Gebell und Hinterlassenschaften ärgerten die Badegäste am unmittelbar benachbarten Strand und viele Barmener Anwohner. Seit dem Frühjahr ist der gesamte Strand für Hunde gesperrt. „Uns liegt seitdem nichts vor“, sagt Hans Pinell, der Leiter des Ordnungsamtes der Stadt Jülich. Ralf Heinen, der Barmener Ortsvorsteher, bestätigt und relativiert diese Aussage. „Das Problem hat sich definitiv gebessert“, schildert er. Aber weg sei es nicht.

Von der Internetseite der Stadt Jülich als Badetipp mit Vierbeinern ist der Strand verschwunden. An vielen anderen Stellen sei er allerdings noch zu finden. „Die Ordnungskraft weist die Hundebesitzer dann darauf hin“, sagt Heinen. Und das ziemlich häufig. Regelmäßig suchen Hundehalter den Strand weiterhin auf, sei es aus Unkenntnis oder mit Absicht.

„Verstöße hier müssen was kosten. Dann lernen die Leute das auch schneller“, spielt Heinen darauf an, dass die Strafen für Uneinsichtige nicht konsequent genug umgesetzt würden. Das gelte nicht nur für Hundebesitzer, sondern auch für Besucher, die ihren Müll zurücklassen oder als Vandalen auftreten.

Auch hier will Heinen zwar eine positive Tendenz ausgemacht haben, weil die Zerstörungswut nachgelassen habe. Aber von einer Wende spricht er nicht. „Mit Blick auf den Vandalismus und die Hundeproblematik muss man auch berücksichtigen, dass das Wetter im Sommer weniger Badegäste als sonst angezogen hat“, erklärt Heinen. Außerdem habe das Wasser lange hoch gestanden und den Strand so verkleinert.

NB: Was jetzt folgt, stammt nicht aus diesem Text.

PR #12406, opened 2021-10-19
Use ternary conditionals instead of &&

darkwing:
After some discussion with @Gudahtt in Slack (https://consensys.slack.com/archives/GTQAGKY5V/p1634564083331400), one of the patterns we're using for conditionally rendering component is slightly unsafe, in that we can sometimes render unwanted `0`'s.  This should be safer.


mcmire:
Do we know if there is a way to enforce this using ESLint, or is this just something we will have to keep in mind?

mcmire (approved):

adonesky1 (approved):
LGTM!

Neuen Sand hat die Stadt Jülich diesmal im Frühjahr übrigens nicht am Strand aufschütten lassen. „Das ist wie Eulen nach Athen tragen“, schildert Heinen. Sobald frischer Sand aufgeschüttet sei, dauere es wenige Wochen, bis er verunreinigt sei. Direkt und indirekt tragen die Besucher die Schuld. Einerseits, weil sie ihren Müll liegenlassen, andererseits, weil sie verbotenerweise die Wasservögel füttern. Das führt in der Folge zu einem verkoteten Strand.

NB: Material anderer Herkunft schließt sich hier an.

Issue #12093, opened 2021-09-13
Uncled transaction showed as confirmed


wjmelements:
Metamask 10.0.3

A pending transaction was included in a block, so Metamask UI now shows it is confirmed.
But it is not actually confirmed; it is still pending because that block was uncled.

Metamask should be able to detect this situation via account nonce; if the account nonce is less than a confirmed tx nonce, that tx should return to the pending state.

danjm:
Thank you for the report @wjmelements

jpuri:
Ethereum blockchain can end up generating multiple heads at a point and this is not rare, eventually only one of these will make it to the main chain, details here: https://blog.ethereum.org/2015/08/08/chain-reorganisation-depth-expectations/.
The others blocks get uncled and their transactions are reverted.

As the block get older its chances of getting uncled are reduced, a transaction in a deep enough block can be considered to be final on the chain. This depth is called `number of confirmations` in bitcoin terms. 

Etherscan shows this confirmation count next to the transaction:
<img width="867" alt="Screenshot 2021-09-24 at 3 18 30 PM" src="https://user-images.githubusercontent.com/2182307/134655151-011558a0-4f83-4eeb-9058-427dcdbe61b7.png">

Thus approach to fix this issue could be:

1. We should consider a transaction as confirmed only after it has reached a reasonable `number of confirmations`
Or we show next to transaction the confirmation number and let user derive confidence out of it.
2. If a block eventually gets uncled it will appear as `uncle` of a block on the main chain and at that point, we move all of its transactions back to pending state.

There are 2 implementation level details to be handled here:
1. Calculating `number of confirmations`: this can be calculated from current block number and block number of transaction's block.
2. Checking if certain block has been uncled: as we get latest block on the chain we can go back its parents `number of confirmtions` times and see if a block has uncled block added, all the transactions of uncled block can be rolledback to pending. High chances are that they will eventually get confirmed in some other block.

We need to decide on a reasonable value for `number of confirmations`. Ref: https://ethereum.stackexchange.com/questions/319/what-number-of-confirmations-is-considered-secure-in-ethereum

jpuri:
Related issue: https://github.com/MetaMask/eth-block-tracker/issues/30

jpuri:
More useful resources:
https://blog.ethereum.org/2016/10/31/uncle-rate-transaction-fee-analysis/
[...]

PR #12407, opened 2021-10-19
Uncled transactions

jpuri:
This draft PR is POC for uncled transactions. Uncled transactions are handled by:

1. introducing new state accepted for transactions, as transaction is mined in a block it is in accepted state
2. after 12 confirmations transaction is moved to final state
3. in case block of transaction become uncled before 12 confirmations, transaction is moved back to submitted / pending state

Ref: https://github.com/MetaMask/metamask-extension/issues/12093#issuecomment-944063736

https://user-images.githubusercontent.com/2182307/138050009-5b39a218-d344-4070-ad27-02865f95cdcf.mov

Als problematisch stuft der Ortsvorsteher den Wildwuchs des Bärenklaus ein. Die giftige, invasorische Pflanze, die einheimische Gewächse verdrängen kann, breitet sich vor allem am nahen Rurufer wieder stark aus. In streng geschützten sogenannten FFH-Gebieten ist es Vorschrift, fremde Pflanzen zu bekämpfen, die andere verdrängen. „Leider fehlt es an den finanziellen Mitteln. Da muss eine Lösung gefunden werden, die Bärenklau-Samen haben sich schon wieder verteilt“, sagt Heinen.